In 2002, Sexy Voice and Robo received the Grand Prize of the sixth Japan Media Arts Festival.

==Plot==
The story is about the adventures of a 14-year-old girl named Nico Hayashi, who uses her talents of changing and altering her voice to manipulate men over the phone who want to participate in enjo kōsai. Through this she learns a lot about human nature, and gains a keen understanding of people through their voices. An aging gangster notices her talents and decides to hire her to solve various cases. While Nico is on her first case, she meets with a geeky man named Iichiro Sudo, who has an obsession with robot toy models. This obsession that leads Nico to call him "Robo", and the two become an unlikely team. After completing her first case Nico proclaims herself "Sexy Voice" and a variety of short loosely linked character-driven adventures ensue.

==Characters==
- Iichiro Sudo (須藤威一郎, Sudō Iichirō) / Robo (ロボ)

- Nico Hayashi (林二湖, Hayashi Niko) / Nico (ニコ, Niko)

==Media==
===Manga===
Sexy Voice and Robo is written and illustrated by Iou Kuroda. It was serialized in Shogakukan's Spirits Zōkan Ikki (re-branded as Monthly Ikki in 2003) from November 30, 2000, to December 25, 2002. Shogakukan published the chapters into two tankōbon volumes, released on November 30, 2001, and February 28, 2003. Sexy Voice and Robo was unfinished. In January 2007, Kuroda stated on his blog that he planned to write a continuation some day. In 2016, Kodansha republished the series with new cover illustrations and two additional stories on March 23 and April 22.

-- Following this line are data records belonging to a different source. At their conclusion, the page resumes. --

PR #3918, opened 2024-03-20
Pages shield

aerosol:
### Changes

This PR enables "Pages" Shield (in case `shield_pages` feature flag is enabled), that allows filtering incoming traffic by matching the URL path names. Wildcards are allowed, that are turned into regexes. Reviewing commit-by-commit should make this a bit more digestible after familiarizing yourself with the following overview.

**Migration:** new postgres table, will be extracted to a separate PR. We keep the actual pattern separate from what we display to the users.

**Cache:** The caching layer called on ingestion responds with already compiled regular expressions to spare the needless complexity. The cache ets table had to be made a `:bag` so that all rules per domain are looked up in a single shot. As the caching variety increases, I do see the need of better (i.e. more declarative/readable) supervision tree child specs syntax, but wanted to keep it out of scope in this PR.

**UI:** The site settings area is very similar to other shield types. The UI is built with a ComboBox autosuggesting existing URLs, just like it's done e.g. in Pageview Goals. The `creatable` option is turned on, so that custom paths can be entered, including wildcards. Additionally, potentially redundant rules (when one or more rule may override another) are highlighted for awareness. Details are presented in a standard tooltip.

https://github.com/plausible/analytics/assets/173738/6f58aace-ed8f-409a-ba92-89f169eb2bb3

**Regular expressions:** there's potentially room for some ingest-phase optimizations, i.e. we can detect whether a match should be exact, or a string prefix, only falling back to regex engine when wildcard(s) are used in the middle. Agreed with @ukutaht not to prematurely optimize it for now, and keep regex matching applied uniformly.

**Restrictions:** user input must start with a slash and must be no longer than 250 characters - it's a bit arbitrary at this point, but wildcards should compensate, in case it's not enough.

**Other changes:** The `Plausible.Shields` context module now encapsulates the logic determining whether the request is dropped. I've split up the tests, so that each shield type runs its own suite.

**Request for comments:** areas that I'm still looking at for potential flaws: a) performance/exploitation/efficiency, b) cache refreshes, c) improvements to `CompiledRegex` ecto type. Would appreciate any thoughts in addition to your review comments.
 
### Tests

### Changelog

### Documentation
- [x] [Docs](https://github.com/plausible/docs) have been updated - https://github.com/plausible/docs/pull/477

### Dark mode


lib/plausible/application.ex
```diff
@@ -77,6 +77,21 @@ defmodule Plausible.Application do
          interval: :timer.seconds(35),
          warmer_fn: :refresh_updated_recently
        ]},
+      {Plausible.Shield.PageRuleCache, ttl_check_interval: false, ets_options: [:bag]},
```
aerosol, line 80: ConCache allows us to pass raw ets options

lib/plausible/shield/page_rule.ex
```diff
@@ -0,0 +1,85 @@
...
+  Ensures that the regex is compiled on load
+  """
+  use Ecto.Type
+
+  def type, do: :string
+
+  def cast(val) when is_binary(val), do: {:ok, val}
+  def cast(_), do: :error
+
+  def load(val), do: {:ok, Regex.compile!(val)}
```
aerosol, line 12: Upon cache querying the database, the regexes are compiled. They are not however when `Shields.add_page_rule` is called - I wonder if this can/should be changed?

lib/plausible/shield/page_rule.ex
```diff
@@ -0,0 +1,85 @@
...
+      "/" <> _ = page_path ->
+        regex =
+          page_path
+          |> Regex.escape()
+          |> String.replace("\\*\\*", ".*")
+          |> String.replace("\\*", ".*")
+
+        regex = "^#{regex}$"
+
+        verify_valid_regex(changeset, regex)
```
aerosol, line 69: Just making sure we never store anything that throws a compilation error

lib/plausible/shield/page_rule.ex
```diff
@@ -0,0 +1,85 @@
...
+  end
+
+  defp store_regex(changeset) do
+    case get_field(changeset, :page_path) do
+      "/" <> _ = page_path ->
+        regex =
+          page_path
+          |> Regex.escape()
+          |> String.replace("\\*\\*", ".*")
+          |> String.replace("\\*", ".*")
```
aerosol, line 65: This is slightly different than `page_regex()` used elsewhere - no pipes are allowed.

lib/plausible/shield/page_rule.ex
```diff
@@ -0,0 +1,85 @@
...
+    end
+  end
+
+  defp verify_valid_regex(changeset, regex) do
+    case Regex.compile(regex) do
+      {:ok, _} ->
+        put_change(changeset, :page_path_pattern, regex)
+
+      {:error, _} ->
+        add_error(changeset, :page_path, "could not compile regular expression")
```
aerosol, line 82: Defensive. I can't reproduce it to cover with test.

lib/plausible/shields/country_test.exs
```diff
@@ -0,0 +1,136 @@
+defmodule Plausible.Shields.CountryTest do
```
aerosol, line 1: extracted from `ShieldsTest`

lib/plausible/shields/ip_test.exs
```diff
@@ -0,0 +1,147 @@
+defmodule Plausible.Shields.IPTest do
```
aerosol, line 1: extracted from `ShieldsTest`

lib/plausible/shields.ex
```diff
@@ -13,11 +13,66 @@ defmodule Plausible.Shields do
...
+        false
+    end
+  end
+
+  @spec page_blocked?(Site.t() | String.t(), String.t()) :: boolean()
+  def page_blocked?(%Site{domain: domain}, address) do
+    page_blocked?(domain, address)
+  end
+
+  def page_blocked?(domain, pathname) when is_binary(domain) and is_binary(pathname) do
```
aerosol, line 44: This bothers me because we'll always try all the rules against each event. Whether it's bad/should be avoided I have not proven yet.

lib/plausible/shields.ex
```diff
@@ -13,11 +13,66 @@ defmodule Plausible.Shields do
...
+
+    if page_rules do
+      found? =
+        page_rules
+        |> List.wrap()
+        |> Enum.find(fn rule ->
+          rule.action == :deny and Regex.match?(rule.page_path_pattern, pathname)
+        end)
+
+      !!found?
```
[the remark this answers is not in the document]
aerosol: thanks!

test/plausible/shield/page_rule_cache_test.exs
```diff
@@ -0,0 +1,107 @@
...
+      site1 = insert(:site)
+      site2 = insert(:site)
+
+      {:ok, %{id: rid1}} = Shields.add_page_rule(site1, %{"page_path" => "/test/1"})
+      {:ok, %{id: rid2}} = Shields.add_page_rule(site1, %{"page_path" => "/test/2"})
+      {:ok, %{id: rid3}} = Shields.add_page_rule(site2, %{"page_path" => "/test/2"})
+
+      :ok = PageRuleCache.refresh_all(cache_name: test)
+
+      :ok = Shields.remove_page_rule(site1, rid1)
```
ruslandoga, line 31: Is this to show that cache is out-of-sync with the DB? A comment might help understand what it's doing in this test for clueless people like me :)

lib/plausible_web/live/shields/page_rules.ex
```diff
@@ -0,0 +1,304 @@
...
+
+        # Make sure to clear the combobox input after adding a page rule, on subsequent modal reopening
+        send_update(PlausibleWeb.Live.Components.ComboBox,
+          id: "page_rule_page_code",
+          display_value: ""
+        )
+
+        send_flash(
+          :success,
+          "page rule added successfully. Traffic will be rejected within a few minutes."
```
ruslandoga, line 222:
```suggestion
          "Page rule added successfully. Traffic will be rejected within a few minutes."
```

lib/plausible_web/live/shields/page_rules.ex
```diff
@@ -0,0 +1,304 @@
...
+        {:noreply, assign(socket, form: to_form(changeset))}
+    end
+  end
+
+  def handle_event("remove-page-rule", %{"rule-id" => rule_id}, socket) do
+    Shields.remove_page_rule(socket.assigns.site.id, rule_id)
+
+    send_flash(
+      :success,
+      "page rule removed successfully. Traffic will be resumed within a few minutes."
```
ruslandoga, line 237:
```suggestion
      "Page rule removed successfully. Traffic will be resumed within a few minutes."
```

ruslandoga (approved):

ruslandoga:
I can run some benchmarks with [k6](https://github.com/plausible/analytics/tree/master/test/load) and flame graphs tomorrow if needed :)

test/plausible/shield/page_rule_cache_test.exs
aerosol: Yeah exactly, to make sure the cache is actually running and not falling back to the raw db lookups as it does with all the other tests. I'll add a comment

aerosol:
> I can run some benchmarks with [k6](https://github.com/plausible/analytics/tree/master/test/load) and flame graphs tomorrow if needed :) I guess the scenarios would be: no page rules, one page rule matching, one page rule not matching, many page rules with early match, many page rules with "late" match, many page rules with no matches.

Aw TIL, that would be lovely, appreciate the help. The scenarios make sense. Normally it takes a while for the cache to refresh after adding new rules -- best to call `Plausible.Shield.PageRuleCache.refresh_all` before each run. I'll try similar with wrk. I'm going to also add [metrics #add](https://github.com/plausible/analytics/pull/3927)

ukutaht (approved):
LGTM 👍

lib/plausible/shield/page_rule.ex
aerosol: Not quite at this level, because the input is already sanitized so "*foo" will become ".*foo"

lib/plausible/shield/page_rule.ex
```diff
@@ -0,0 +1,85 @@
...
+    )
+  end
+
+  defp store_regex(changeset) do
+    case get_field(changeset, :page_path) do
+      "/" <> _ = page_path ->
+        regex =
+          page_path
+          |> Regex.escape()
+          |> String.replace("\\*\\*", ".*")
```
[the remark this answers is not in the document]
aerosol: I took it from [`page_regex`](https://github.com/plausible/analytics/blob/fd879eeb165698ad2ca429f3992facc77e5969f5/lib/plausible/stats/base.ex#L481) - I thought we keep it because people tend to use `**` for some reason. I suppose `.*.*` is functionally equivalent, even if silly.

lib/plausible/shields.ex
```diff
@@ -13,11 +13,63 @@ defmodule Plausible.Shields do
...
+  end
+
+  def page_blocked?(domain, pathname) when is_binary(domain) and is_binary(pathname) do
+    page_rules = Shield.PageRuleCache.get(domain)
+
+    if page_rules do
+      page_rules
+      |> List.wrap()
+      |> Enum.find_value(false, fn rule ->
+        rule.action == :deny and Regex.match?(rule.page_path_pattern, pathname)
```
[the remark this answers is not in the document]
aerosol: Really none at the moment. This was compulsively modeled after the other rules (mindless copy pasta I suppose). I thought that at some point we might want to have "allow-lists" rather than "block-lists" (for hostnames and maybe countries according to Marko's feedback), or even let the user decide what the default list behavior is. Not sure if that'll ever be true for page paths. Do you think I should remove it and assume it's always a block-list?

ruslandoga:
I decided to start with Benchee

<details><summary>bench/event.exs</summary>

```elixir
# params = %{}

conn = fn params ->
  %Plug.Conn{
    assigns: %{},
    body_params: params,
    cookies: %{},
    halted: false,
    host: "localhost",
    method: "POST",
    params: %{},
    path_info: ["api", "event"],
    path_params: %{},
    port: 8000,
    private: %{
      :phoenix_view => %{_: PlausibleWeb.Api.ExternalView},
      :plug_session_fetch => :done,
      :plug_session => %{},
      :before_send => [],
      :phoenix_controller => PlausibleWeb.Api.ExternalController,
      :phoenix_action => :event,
      :phoenix_format => "json",
      :phoenix_endpoint => PlausibleWeb.Endpoint,
      :phoenix_router => PlausibleWeb.Router,
      :phoenix_layout => %{_: {PlausibleWeb.LayoutView, :app}},
      PlausibleWeb.Router => []
    },
    query_params: %{},
    query_string: "",
    remote_ip: {1, 1, 1, 1},
    req_cookies: %{},
    req_headers: [
      {"content-length", "128"},
      {"content-type", "application/json, text/plain"},
      {"host", "localhost:8000"},
      {"user-agent",
       "Mozilla/5.0 (Macintosh; Intel Mac OS X 10_15_6) AppleWebKit/537.36 (KHTML, like Gecko) Chrome/85.0.4183.121 Safari/537.36 OPR/71.0.3770.284"},
      {"x-forwarded-for", "1.1.1.1"}
    ],
    request_path: "/api/event",
    resp_body: nil,
    resp_cookies: %{},
    resp_headers: [
      {"cache-control", "max-age=0, private, must-revalidate"},
      {"x-request-id", "F5jzh_7V103l2LkAAQJF"},
      {"access-control-allow-credentials", "true"},
      {"access-control-allow-origin", "*"},
      {"access-control-expose-headers", ""}
    ],
    scheme: :http,
    script_name: [],
    state: :unset,
    status: nil
  }
end

user =
  Plausible.Repo.get_by(Plausible.Auth.User, email: "user@plausible.bench") ||
    Plausible.Factory.insert(:user, email: "user@plausible.bench")

site = fn domain ->
  Plausible.Repo.get_by(Plausible.Site, domain: domain) ||
    Plausible.Factory.insert(:site,
      domain: domain,
      memberships: [
        Plausible.Factory.build(:site_membership, user: user, role: :owner)
      ]
    )
end

no_rules_site = site.("no-rules.site")
one_rule_site = site.("one-rule.site")
five_rules_site = site.("five-rules.site")
thirty_rules_site = site.("30-rules.site")

page_rules = fn site ->
  import Ecto.Query

  Plausible.Shield.PageRule
  |> where(site_id: ^site.id)
  |> where(action: :deny)
  |> select([s], s.page_path)
  |> Plausible.Repo.all()
end

if page_rules.(one_rule_site) == [] do
  {:ok, _} = Plausible.Shields.add_page_rule(one_rule_site, %{"page_path" => "/blog/*"})
end

if page_rules.(five_rules_site) == [] do
  for i <- 1..5 do
    {:ok, _} = Plausible.Shields.add_page_rule(five_rules_site, %{"page_path" => "/blog/#{i}/*"})
  end
end

if page_rules.(thirty_rules_site) == [] do
  for i <- 1..30 do
    {:ok, _} =
      Plausible.Shields.add_page_rule(thirty_rules_site, %{"page_path" => "/blog/#{i}/*"})
  end
end

Plausible.Site.Cache.refresh_all()
Plausible.Shield.CountryRuleCache.refresh_all()

alias Plausible.Ingestion

Benchee.run(
  %{
    "build and buffer" => fn params ->
      {:ok, request} = Ingestion.Request.build(conn.(params))

      case Ingestion.Event.build_and_buffer(request) do
        {:ok, %{buffered: [_], dropped: []}} -> :ok
        {:ok, %{buffered: [], dropped: [%{drop_reason: :site_page_blocklist}]}} -> :ok
      end
    end
  },
  inputs: %{
    "no rules" => %{
      "domain" => no_rules_site.domain,
      "name" => "pageview",
      "props" => "{}",
      "referrer" => nil,
      "revenue" => nil,
      "url" => "http://#{no_rules_site.domain}/blog/post"
    },
    "one rule (match)" => %{
      "domain" => one_rule_site.domain,
      "name" => "pageview",
      "props" => "{}",
      "referrer" => nil,
      "revenue" => nil,
      "url" => "http://#{one_rule_site.domain}/blog/post"
    },
    "one rule (no match)" => %{
      "domain" => one_rule_site.domain,
      "name" => "pageview",
      "props" => "{}",
      "referrer" => nil,
      "revenue" => nil,
      "url" => "http://#{one_rule_site.domain}/blogging/now"
    },
    "five rules (no match)" => %{
      "domain" => five_rules_site.domain,
      "name" => "pageview",
      "props" => "{}",
      "referrer" => nil,
      "revenue" => nil,
      "url" => "http://#{five_rules_site.domain}/blogging/now"
    },
    "30 rules (no match)" => %{
      "domain" => thirty_rules_site.domain,
      "name" => "pageview",
      "props" => "{}",
      "referrer" => nil,
      "revenue" => nil,
      "url" => "http://#{thirty_rules_site.domain}/blogging/now"
    }
  }
)
```

</details>

<details><summary>results</summary>

```
Operating System: macOS
CPU Information: Apple M2
Number of Available Cores: 8
Available memory: 8 GB
Elixir 1.16.0
Erlang 26.2.1
JIT enabled: true

Benchmark suite executing with the following configuration:
warmup: 2 s
time: 5 s
memory time: 0 ns
reduction time: 0 ns
parallel: 1
inputs: 30 rules (no match), five rules (no match), no rules, one rule (match), one rule (no match)
Estimated total run time: 35 s

Benchmarking build and buffer with input 30 rules (no match) ...
Benchmarking build and buffer with input five rules (no match) ...
Benchmarking build and buffer with input no rules ...
Benchmarking build and buffer with input one rule (match) ...
Benchmarking build and buffer with input one rule (no match) ...
Calculating statistics...
Formatting results...

##### With input 30 rules (no match) #####
Name                       ips        average  deviation         median         99th %
build and buffer       13.89 K       72.00 μs    ±25.19%       70.75 μs       96.21 μs

##### With input five rules (no match) #####
Name                       ips        average  deviation         median         99th %
build and buffer       17.95 K       55.71 μs    ±13.03%       54.58 μs       80.64 μs

##### With input no rules #####
Name                       ips        average  deviation         median         99th %
build and buffer       19.40 K       51.55 μs    ±13.34%       50.42 μs       73.75 μs

##### With input one rule (match) #####
Name                       ips        average  deviation         median         99th %
build and buffer       77.20 K       12.95 μs    ±32.15%       12.38 μs       25.83 μs

##### With input one rule (no match) #####
Name                       ips        average  deviation         median         99th %
build and buffer       18.80 K       53.19 μs    ±14.44%          52 μs       79.71 μs
```

</details>

lib/plausible/shields.ex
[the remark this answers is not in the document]
ukutaht: > I thought that at some point we might want to have "allow-lists" rather than "block-lists"

In the future I can see allowing the user to flip between allowlist vs blocklist for countries and hostnames, yes. For now it's not a concern, each list is fixed in terms of default behaviour (block for everything except hostnames which is allowlist)

> Do you think I should remove it and assume it's always a block-list?

Let's keep it as is

ruslandoga:
Benchmarking with k6 and profiling random requests seems to show that the slowest action now is ConCache's locked update.

- https://copycat.fun/send_pageview_no_rules_site is flame graph for a `mix send_pageview` request (i.e. not under load) for a site with no page rules set, the slowest part is parsing the referrer (RefInspector)
- https://copycat.fun/k6_no_rules_site same as above but while running k6 (i.e. under some load), the slowest part now is `Plausible.Session.CacheStore.persist_session/1`
- https://copycat.fun/k6_30_rules_site_unmatched same as above but uses a site with 30 page rules (none of which match), the page rule check takes less than 1% of the whole request duration

Screenshot 2024-03-23 at 16 40 39

aerosol:
Thanks for running the benchmarks @ruslandoga. 

> Plausible.Session.CacheStore.persist_session/1 (maybe a "dirty" put could be used instead?)

I think this can be done, but

> 35ms? seems to be an outlier >p(95) according to the final k6 stats

Is it 35ms or 35μs? I think the latter, in which case, not only unrelated to this PR, but also not worth any extra optimization at this point? We'll definitely have some real world data with https://github.com/plausible/analytics/pull/3927. WYT?

ruslandoga:
It's 35000 us which is 35ms.

aerosol:
> The real objective of the benchmarks was to check performance implications of PageRules, and the conclusion is PageRules are fast :) Everything else is just off-topic and something I noticed / thought was interesting. "Further research is needed" regarding salts and dirty_put.

Thank you for clarification. This makes sense, and indeed very interesting to zoom in. Also currently very easy to switch to dirty_put, in case we decide to do it. I'm going to push this live for now.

In North America, Viz Media released the series in a single 400-page volume on July 19, 2005.

====Volumes====

| No. | Original release date | Original ISBN | English release date | English ISBN |
| 1 | November 30, 2001 | 4-09-188231-5 | July 19, 2005 | 978-1-59116-916-1 |
| 01. "Sexy Voice is 14 Years Old" (セクシーボイスは14 歳, Sekushī Boisu wa 14-sai); 02. "A Woman Like the Ocean" (女は海, On'na wa umi); 03. "Target the Ace!" (エースを狙え！, Ēsu o Nerae!); 04. "The Man in the Tower" (タワーの男, Tawā no Otoko); 05. "Vacances au Japon" (日本のバカンス, Nihon no Bakansu); 06. "The Ring and the Gangster" (指輪とギャングスター, Yubiwa to Gyangusutā); Bonus. "Junction"; |
| 2 | February 28, 2003 | 4-09-188232-3 | July 19, 2005 | 978-1-59116-916-1 |
| 07. "Touch Blue Sky" (さわって青空, Sawatte Ao Zora); 08. "Three Days to Heaven" (三日坊主の天国, Mikkabōzu no Tengoku); 09. "The Old Man's Phone" (おじいさんの電話, Ojīsan no Denwa); 10. "A Night of Partying" (一夜で豪遊, Ichiya de Gōyū); 11. "The Key" (鍵, Kagi); 12. "The Message Game" (伝言ゲーム, Dengon Gēmu); 13. "The Message Game Plays On" (伝言ゲームはつづく, Dengon Gēmu wa Tsudzuku); Bonus. "Detective M"; |

===Drama===
An 11-episode Japanese television drama, starring Kenichi Matsuyama as Robo and Suzuka Ohgo as Nico, was broadcast on Nippon TV from April 10 to June 19, 2007.

==Reception==
Sexy Voice and Robo won the Grand Prize of the Manga Division at the sixth Japan Media Arts Festival in 2002.